Dreams as Visitation
Modern Western culture treats dreams as psychological phenomena — the brain processing memories, emotions, and anxieties during sleep. Chinese folk tradition treats dreams as encounters.
When you dream of a dead relative, they are visiting you. When you dream of a stranger, a spirit is testing you. When you have a nightmare, something is attacking you. The dream world is not inside your head. It is a parallel space where the boundaries between the living and the dead, the human and the supernatural, are thin.
The Dream-Entering Fox
Fox spirits in Chinese folklore can enter dreams.
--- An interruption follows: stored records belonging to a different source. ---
PR #392, opened 2026-06-10
fix: harden SAPRead grep regex handling

marianfoo:
## Goal

Close security register item R2 by reducing ReDoS risk in the optional `SAPRead.grep` server-side source filter.

## Changes

- Adds shared grep limits for pattern length and per-line search input.
- Rejects high-risk regex constructs before compiling: lookaround assertions, backreferences, and nested quantified groups.
- Exposes the same max length in the Zod schemas and MCP tool JSON schema.
- Keeps rendered grep output based on original source lines while matching only bounded line prefixes.

## Review

Re-reviewed the scoped diff before publishing. The change is limited to grep runtime/schema/tool surfaces and focused unit coverage. It does not change any ADT endpoint behavior.

## Validation

- `npm test -- tests/unit/context/grep.test.ts tests/unit/handlers/schemas.test.ts tests/unit/handlers/tools.test.ts` passed, 274 tests
- `npm run typecheck` passed

Live SAP validation was not run; this is a local post-fetch formatter hardening and the worktree has no `INFRASTRUCTURE.md` credentials/recipes.

### DIFF
--- a/src/context/grep.ts
+++ b/src/context/grep.ts
@@ -37,13 +37,19 @@ export interface GrepResult {
   matchCount: number;
   /** Formatted, LLM-friendly match report (or a no-match / invalid-pattern message). */
   output: string;
-  /** True only when the pattern is not valid regex AND has no literal match either. */
+  /** True when the pattern cannot be used safely or has no valid regex/literal interpretation. */
   invalidPattern: boolean;
 }
 
 const DEFAULT_CONTEXT_LINES = 3;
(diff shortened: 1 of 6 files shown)


marianfoo (commented):
Reviewed the grep hardening, pushed 5b7740bf for quantified alternation ReDoS patterns, and reran focused checks. Ready from my side; GitHub won’t let me self-approve.

PR #393, opened 2026-06-10
fix: isolate PP cache state

marianfoo:
## Goal

Close security register items R1, R3, and R12 by preventing shared cache state from crossing user authorization boundaries under principal propagation.

## Changes

- Keys inactive-object list caching by the authenticated user key when PP is active.
- Bypasses inactive-list caching when no non-empty user key is available.
- Routes inactive-list invalidation through the same effective key helper.
- Disables dependency payload cache read/write for `SAPContext` under PP.
- Disables `SAPContext(action="usages")` under PP because it reads the shared warmup reverse-dependency index, and points callers to live `SAPNavigate(action="references")` instead.

## Review

Re-reviewed the scoped diff before publishing. The branch contains only cache-isolation changes and tests; the overlapping SRVB publish/unpublish package-gate hunks were intentionally removed from this PR.

## Validation

- `npm test -- tests/unit/cache/inactive-list-cache.test.ts tests/unit/cache/caching-layer.test.ts tests/unit/handlers/intent.test.ts` passed, 742 tests
- `npm run typecheck` passed

Live SAP validation was not run because the worktree has no `INFRASTRUCTURE.md` credentials/recipes.

### DIFF
--- a/src/cache/inactive-list-cache.ts
+++ b/src/cache/inactive-list-cache.ts
@@ -2,49 +2,53 @@ import type { AdtClient } from '../adt/client.js';
 import type { InactiveObject } from '../adt/types.js';
 
 interface CachedInactiveList {
-  username: string;
+  userKey: string;
   objects: InactiveObject[];
   fetchedAt: number;
 }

This is one of their most feared abilities, because it means there is no safe space — you cannot escape a fox spirit by going to sleep. If anything, sleep makes you more vulnerable.
In the Liaozhai Zhiyi, several stories feature fox spirits who seduce men through dreams. The man experiences what feels like a real romantic encounter, but he wakes exhausted, drained of vitality. Over time, the dream visits weaken him physically — the fox is feeding on his life force through the dream connection.
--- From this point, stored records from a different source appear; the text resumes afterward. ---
PR #394, opened 2026-06-10
fix: enforce SRVB package gate

marianfoo:
## Goal

Close security register item R4 by enforcing the package allowlist before `SAPActivate(action="publish_srvb")` and `SAPActivate(action="unpublish_srvb")` perform mutating SRVB publish/unpublish requests.

## Changes

- Resolves the real SRVB package from `/sap/bc/adt/businessservices/bindings/{name}` using the service-binding v2 metadata accept type.
- Reuses the existing fail-closed `enforceAllowedPackageForObjectUrl` helper.
- Blocks restricted-package publish/unpublish before `/publishjobs` or `/unpublishjobs` is reached.
- Keeps the unrestricted-package fast path unchanged.

## Review

Re-reviewed the scoped diff before publishing. The branch only adds the SRVB package gate and focused tests; it does not include the cache-isolation changes from the overlapping handler file.

## Validation

- `npm test -- tests/unit/handlers/intent.test.ts` passed, 705 tests
- `npm run typecheck` passed

Live SAP validation was not run because the worktree has no `INFRASTRUCTURE.md` credentials/recipes. Endpoint/package metadata behavior was checked against the local Eclipse ADT/discovery references during implementation.

### DIFF
--- a/src/handlers/intent.ts
+++ b/src/handlers/intent.ts
@@ -5933,6 +5933,12 @@ async function handleSAPActivate(
     if (!name) {
       return errorResult('Missing required "name" parameter for publish_srvb action.');
     }
+    await enforceAllowedPackageForObjectUrl(
+      client,
+      objectUrlForType('SRVB', name),
+      `Publish of service binding '${name}'`,
+      SERVICEBINDING_V2_CONTENT_TYPE,
+    );
     const serviceType = await resolveServiceType();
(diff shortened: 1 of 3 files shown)


marianfoo (commented):
Reviewed the SRVB package gate and focused tests; no changes from me. Looks good, but GitHub blocks self-approval from this account.

PR #254, opened 2016-03-15
Update changelog

mistadikay:
fixes https://github.com/ampedandwired/html-webpack-plugin/issues/253


jantimon:
Wow - thank you so much!

PR #256, opened 2016-03-15
Inline

numical:
Hi - my first GitHub pull request so apologies for anything missing and thanks in advance for any advice.
I have added in-lining the CSS as <style> tags in the generated HTML as opposed to using ExtractTextPlugin to pull into a separate CSS file and <link>'ing it.  Not everyone's Best Practice, but good for minimising number of requests and getting quick page loads in specific cases (especially with async scripts).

This is a metaphor for addiction, obsession, and the way desire can consume you even when the object of desire is not physically present. The fox spirit does not need to be in the room. She just needs to be in your head.
Nightmare Demons
Chinese folklore identifies specific entities responsible for nightmares:
The Nightmare Ghost (魇鬼, yǎn guǐ) sits on your chest while you sleep, causing the sensation of paralysis and suffocation. This is the Chinese explanation for sleep paralysis — a phenomenon that occurs across cultures but is interpreted differently in each.
The Dream-Eating Tapir (貘, mò) is a mythical creature that feeds on nightmares. Unlike most dream entities, the tapir is benevolent — it eats your bad dreams, leaving you with peaceful sleep. Images of the tapir were traditionally placed near beds as protective charms.
Prophetic Dreams
Chinese tradition takes prophetic dreams seriously. The Zhouyi (Book of Changes) includes dream interpretation methods. Imperial courts employed dream interpreters. And Chinese literature is full of dreams that predict the future — sometimes accurately, sometimes misleadingly.
The most famous prophetic dream in Chinese literature is the "Dream of the Red Chamber" — the title of China's greatest novel refers to a dream in which the protagonist sees the fates of all the women in his life inscribed on golden registers. He does not understand the prophecy until it is too late.
The Modern Persistence
Dream interpretation remains popular in China. Online dream dictionaries attract millions of visitors. The phrase "周公解梦" (Zhōugōng jiěmèng — "Duke of Zhou interprets dreams") is one of the most searched terms on Chinese internet.
The Duke of Zhou was a historical figure from the 11th century BCE who supposedly wrote a dream interpretation guide. Whether he actually did is irrelevant — his name has become synonymous with dream interpretation in Chinese culture, and the tradition he supposedly founded is alive and well three thousand years later.